> **PROBLEM REQUIREMENTS**
Output exactly the span of lines beginning with the one that holds "try to delete inconsistent file" and ending with the last line of the data below.

> **Saved entries**
PR #174, opened 2015-08-13
try to delete inconsistent file

seifer:
I think we need to delete file in master volume (and replicas to) if there was a failed replication. In order thar vaccum can reclaim it in future. What do you think?

### DIFF
--- a/go/topology/store_replicate.go
+++ b/go/topology/store_replicate.go
@@ -41,6 +41,8 @@ func ReplicatedWrite(masterNode string, s *storage.Store,
 				return err == nil
 			}) {
 				ret = 0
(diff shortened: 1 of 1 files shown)


seifer:
And where specifically there is a race? I cant find this code (( And what to do with trash which will collect as a result of bad replication?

> **OUTPUT BELOW**
try to delete inconsistent file

seifer:
I think we need to delete file in master volume (and replicas to) if there was a failed replication. In order thar vaccum can reclaim it in future. What do you think?

### DIFF
--- a/go/topology/store_replicate.go
+++ b/go/topology/store_replicate.go
@@ -41,6 +41,8 @@ func ReplicatedWrite(masterNode string, s *storage.Store,
 				return err == nil
 			}) {
 				ret = 0
(diff shortened: 1 of 1 files shown)


seifer:
And where specifically there is a race? I cant find this code (( And what to do with trash which will collect as a result of bad replication?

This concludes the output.